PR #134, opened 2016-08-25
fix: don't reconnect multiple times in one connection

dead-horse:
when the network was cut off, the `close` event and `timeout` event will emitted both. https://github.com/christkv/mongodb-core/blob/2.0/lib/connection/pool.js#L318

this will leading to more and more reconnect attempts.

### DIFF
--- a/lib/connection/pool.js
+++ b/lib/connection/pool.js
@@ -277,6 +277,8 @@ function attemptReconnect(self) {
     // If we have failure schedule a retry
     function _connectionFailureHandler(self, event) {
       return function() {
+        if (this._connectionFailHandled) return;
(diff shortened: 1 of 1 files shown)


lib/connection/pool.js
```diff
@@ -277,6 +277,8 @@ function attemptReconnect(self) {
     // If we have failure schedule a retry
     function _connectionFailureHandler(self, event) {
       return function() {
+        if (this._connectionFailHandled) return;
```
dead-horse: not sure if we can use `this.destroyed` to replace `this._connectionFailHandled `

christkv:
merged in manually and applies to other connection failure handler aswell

•••••

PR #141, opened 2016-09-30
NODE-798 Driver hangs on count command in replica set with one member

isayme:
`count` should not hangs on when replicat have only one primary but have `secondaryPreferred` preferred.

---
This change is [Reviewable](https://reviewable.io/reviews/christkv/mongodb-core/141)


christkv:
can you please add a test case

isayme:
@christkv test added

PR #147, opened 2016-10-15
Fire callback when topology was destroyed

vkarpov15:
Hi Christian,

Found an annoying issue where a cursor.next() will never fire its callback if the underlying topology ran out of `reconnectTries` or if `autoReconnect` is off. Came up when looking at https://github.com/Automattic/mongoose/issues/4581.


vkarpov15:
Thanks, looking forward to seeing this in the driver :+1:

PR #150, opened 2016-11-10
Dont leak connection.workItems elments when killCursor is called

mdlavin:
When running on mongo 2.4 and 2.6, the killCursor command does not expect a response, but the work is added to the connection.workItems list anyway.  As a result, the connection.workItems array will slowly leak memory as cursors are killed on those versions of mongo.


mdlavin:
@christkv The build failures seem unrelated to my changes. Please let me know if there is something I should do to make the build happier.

•••••

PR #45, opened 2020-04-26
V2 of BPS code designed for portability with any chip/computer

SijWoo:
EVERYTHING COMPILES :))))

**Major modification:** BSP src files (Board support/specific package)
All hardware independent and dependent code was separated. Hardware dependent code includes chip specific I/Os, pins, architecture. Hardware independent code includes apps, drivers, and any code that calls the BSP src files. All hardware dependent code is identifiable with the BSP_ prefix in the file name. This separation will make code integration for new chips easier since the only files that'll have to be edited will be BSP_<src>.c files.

•••••

Starting with the line that holds "PR #141, opened 2016-09-30" and ending with the line that holds "Thanks, looking forward", retype every line in the data above exactly, and nothing else.

PR #141, opened 2016-09-30
NODE-798 Driver hangs on count command in replica set with one member

isayme:
`count` should not hangs on when replicat have only one primary but have `secondaryPreferred` preferred.

---
This change is [Reviewable](https://reviewable.io/reviews/christkv/mongodb-core/141)


christkv:
can you please add a test case

isayme:
@christkv test added

PR #147, opened 2016-10-15
Fire callback when topology was destroyed

vkarpov15:
Hi Christian,

Found an annoying issue where a cursor.next() will never fire its callback if the underlying topology ran out of `reconnectTries` or if `autoReconnect` is off. Came up when looking at https://github.com/Automattic/mongoose/issues/4581.


vkarpov15:
Thanks, looking forward to seeing this in the driver :+1:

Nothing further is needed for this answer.